• **Work task**: Give back every record exactly.
┄┄┄┄┄┄┄┄┄┄
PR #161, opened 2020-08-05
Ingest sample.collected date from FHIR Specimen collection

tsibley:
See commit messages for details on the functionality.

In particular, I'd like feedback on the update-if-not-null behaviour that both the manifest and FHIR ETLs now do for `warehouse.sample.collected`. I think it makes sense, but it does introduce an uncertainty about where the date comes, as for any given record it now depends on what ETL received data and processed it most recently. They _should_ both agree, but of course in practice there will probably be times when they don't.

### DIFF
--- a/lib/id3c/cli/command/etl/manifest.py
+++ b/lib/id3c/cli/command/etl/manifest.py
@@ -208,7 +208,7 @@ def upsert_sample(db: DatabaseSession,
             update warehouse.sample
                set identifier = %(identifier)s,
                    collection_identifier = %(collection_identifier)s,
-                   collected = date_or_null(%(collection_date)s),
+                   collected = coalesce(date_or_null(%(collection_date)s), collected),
┄┄┄┄┄┄┄┄┄┄
• **Written reply**:
PR #161, opened 2020-08-05
Ingest sample.collected date from FHIR Specimen collection

tsibley:
See commit messages for details on the functionality.

In particular, I'd like feedback on the update-if-not-null behaviour that both the manifest and FHIR ETLs now do for `warehouse.sample.collected`. I think it makes sense, but it does introduce an uncertainty about where the date comes, as for any given record it now depends on what ETL received data and processed it most recently. They _should_ both agree, but of course in practice there will probably be times when they don't.

### DIFF
--- a/lib/id3c/cli/command/etl/manifest.py
+++ b/lib/id3c/cli/command/etl/manifest.py
@@ -208,7 +208,7 @@ def upsert_sample(db: DatabaseSession,
             update warehouse.sample
                set identifier = %(identifier)s,
                    collection_identifier = %(collection_identifier)s,
-                   collected = date_or_null(%(collection_date)s),
+                   collected = coalesce(date_or_null(%(collection_date)s), collected),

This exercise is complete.